Instructions to follow -> Up to the line containing "Follow up to", nothing is kept; from that line through the end of the data below, output every line exactly.

-=-=-

PR #3445, opened 2023-06-23
update lockfile

gr2m:
Follow up to https://github.com/primer/react/pull/3352#issuecomment-1603484127

Updating the lock file results in all kinds of errors. I just want to bring it to your attention as it potentially means that in-range version updates break some of the `@prime/react` components, so users that update their lockfiles have new installs will be affected.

-=-=-

Your response ->
Follow up to https://github.com/primer/react/pull/3352#issuecomment-1603484127

Updating the lock file results in all kinds of errors. I just want to bring it to your attention as it potentially means that in-range version updates break some of the `@prime/react` components, so users that update their lockfiles have new installs will be affected.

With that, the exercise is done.